Das bestehende Gebäude wurde jahrelang als Kuhstall genutzt. Nachdem diese Nutzung aufgegeben wurde, stand der
Ziegelbau lange Jahre leer. Die eine Hälfte wurde nun von Thomas Kröger, Architekt, für eine junge Familie so umgestaltet, dass die Sprache des Hauses adaptiert
wurde, um es mit seinen eigenen Mitteln
und Regeln neu zu erfinden. Dieser ehemalige Kuhstall mitsamt der Scheune ist
ein äußerst stabiles Gebäude mit dicken
Steinmauern, kleinen Fenstern im Obergeschoss und großen Holztoren unten.

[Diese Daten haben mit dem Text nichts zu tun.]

Issue #640, opened 2020-08-26
Report a more informative error message for encrypted PDFs


bitsgalore:
Jhove's output could be more informative for PDFs that use any kind of encryption. Currently JHOVE reports the following error message in this case (tested with Jhove 1.24.1, 2020-03-16):

```
ErrorMessage: Compression method is invalid or unknown to JHOVE
``` 

This is not particularly helpful, especially because it provides no clue whatsoever about encryption being the culprit. Perhaps the error message could be changed to something more informative that at least mentions the encryption?

Example files:

- <https://github.com/openpreserve/format-corpus/raw/master/pdfCabinetOfHorrors/encryption_noprinting.pdf>
- <https://github.com/openpreserve/format-corpus/raw/master/pdfCabinetOfHorrors/encryption_nocopy.pdf>
- <https://github.com/openpreserve/format-corpus/raw/master/pdfCabinetOfHorrors/encryption_notextaccess.pdf>
- <https://github.com/openpreserve/format-corpus/raw/master/pdfCabinetOfHorrors/encryption_openpassword.pdf>

asciim0:
I strongly support this and can supply quite a few real-life examples.

BertrandCaron:
We recently ran into a similar problem, and our JHOVE users couldn't understand the problem because of the arbitrary message JHOVE returned. So I also support this issue.

bitsgalore:
I just stumbled across this issue again. In addition to the confusing message itself, the fact hat JHOVE exits with an error (instead of parsing the file) also doesn't seem quite the right behavior (except for PDFs with an "open password", which  cannot be parsed at all without a password). For all other cases (printing, copying and text access restrictions) other tools such as VeraPDF are perfectly capable of parsing PDFs with those restrictions.  And since the PDF spec allows these restrictions, they shouldn't result in a "Not well-formed" validation outcome.

bitsgalore:
Seems JHOVE 1.28 changes fixed this, so closing this issue now.

bitsgalore:
Re-opening as JHOVE still reports this error for some PDFs with security-related features. Examples:

- [e-book_79.pdf](https://wiki.opf-labs.org/download/attachments/101613571/e-book_79.pdf) ([jhove output](https://github.com/KBNLresearch/pdf-characterisation/blob/main/output/jhove-pdfhul-impact/pdf-hul-109/e-book_79-jhove.xml))

[...]

PR #746, opened 2022-05-03
Solution for some of "Compression method is invalid or unknown to JHOVE" errors as mention in #640

samalloing:
Hi @carlwilson 

Could you check the solution I created used in this pull request? This solves the problem of some encrypted files that give the following error message "Compression method is invalid or unknown to JHOVE". There is more information to extract from the encryption, but before I put some effort in looking into this, I want to be sure the solution I used is acceptable.

Thanks

Sam


carlwilson:
Nothing but white space changes here now @samalloing so it can be closed.

PR #1160, opened 2025-01-09
Update k9 front house

iuljan:
Add usw-flex switch to front house to connect further private AP DAPx1860.

### DIFF
--- a/locations/k9.yml
+++ b/locations/k9.yml
@@ -21,6 +21,40 @@ hosts:
     role: ap
     model: "aruba_ap-303"
     wireless_profile: freifunk_default
+  - hostname: k9-ap-iuljan
+    role: ap
+    model: "dlink_dap-x1860-a1"
+    wireless_profile: freifunk_default
+  - hostname: k9-switch-front-house
+    role: ap
+    model: "ubnt_usw-flex"
+    poemgr_ports:
+      - name: lan2
+        port: 3
+        disabled: 1
+      - name: lan3  # PoE @ Loge
+        port: 2
+        disabled: 0
+      - name: lan4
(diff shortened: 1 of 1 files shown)


locations/k9.yml
```diff
@@ -21,6 +21,31 @@ hosts:
...
+        port: 2
+        disabled: 0
+      - name: lan4
+        port: 1
+        disabled: 1
+      - name: lan5
+        port: 0
+        disabled: 1
+
+    poemgr_power_budget: 24 #???
```
Noki, line 45: This setting is only required if you use active to passive converters that negotiate more power than they actually draw and therefore devices get not powered properly. With PoE only on one port you should not need this at all.

locations/k9.yml
```diff
@@ -21,6 +21,31 @@ hosts:
...
+    # custom switch config script. Should be applied with a mechanism, that
+    # includes files into root files system later on.
+    # host__rclocal__to_merge: #is it automatically executed? check ilr.yml
```
Noki, line 48: This can also be removed.

locations/k9.yml
```diff
@@ -21,6 +21,31 @@ hosts:
     role: ap
     model: "aruba_ap-303"
     wireless_profile: freifunk_default
+  - hostname: k9-ap-iuljan
+    role: ap
+    model: "dlink_dap-x1860-a1"
+    wireless_profile: freifunk_default
+  - hostname: k9-switch-front-house
+    role: ap #??
```
Noki, line 29: yes, AP is correct.

nailend:
@Noki thx for the review! I revised it.

PR #1173, opened 2025-01-25
tempelwg: workaround for switch link issue on D-Link COVR-X1860

PolynomialDivision:
There is a periodic link up/down issue. As a workaround, disable EEE (Energy Efficient Ethernet).
See https://github.com/openwrt/openwrt/issues/17351 for more details.


maurerle:
Hi :) did you also have a continuous log spam, without the link ever coming up? Or just regular connectivity losses?
I did only experience this on 1 of 6 devices. Is the LAN port affected as well? :)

Die eigene Schönheit des rohen Tragwerks und die Großräumigkeit des Raumes wurden jedoch erst durch die Entkernung wieder erlebbar. Das Pfettendach
wurde hierzu komplett freigelegt und in
den schadhaften Bereichen ergänzt. Der
längliche Baukörper weist zwei Stockwerke auf. Das bestehende Mauerwerk ist
im unteren Bereich stärker dimensioniert
als im oberen Bereich. Ein kleiner Kriechkeller befindet sich in einem Teilbereich
unter dem Gebäude.
Eingebettet in eine ländliche Umgebung offenbart sich dem Besucher auf
den ersten Blick eine einfache Scheune
mit Satteldach und einer Fassade aus rotem Backstein, wie sie typisch ist für die
bäuerlichen Nutzbauten in der Uckermark. Erst bei Betreten des Gebäudes offenbart das Gebäude sein Geheimnis. Im
Inneren entpuppt sich das Raumkonzept
als eine moderne Weiterentwicklung der
vorgefundenen Architektursprache und
vorhandener Bauelemente.
Das Zentrum des Hauses bildet eine
doppelhohe Wohnhalle mit Feuerstelle.
Diese Wohnhalle geht über beide Etagen.
Die Wohnhalle gilt als Treffpunkt und
gemeinschaftlicher Wohnraum. Drei große neue Bogenöffnungen, die sich durch
massive Holztore verschließen lassen, geben von dort den Blick ins grüne Land
mit den vielen Obstbäumen frei. Das
Haus ist so konzipiert, dass die große
Halle unbeheizt ist und von einem geschlossenen beheizten Raumkörper umfasst wird. So können zu kalten Jahreszeiten nur die kleineren und geselligeren
Bereiche des Hauses ähnlich wie Vogelnester genutzt werden.
Im Hausinneren angekommen macht
das hier angelegte Raumkonzept neugierig, die Wohnräume zu erkunden.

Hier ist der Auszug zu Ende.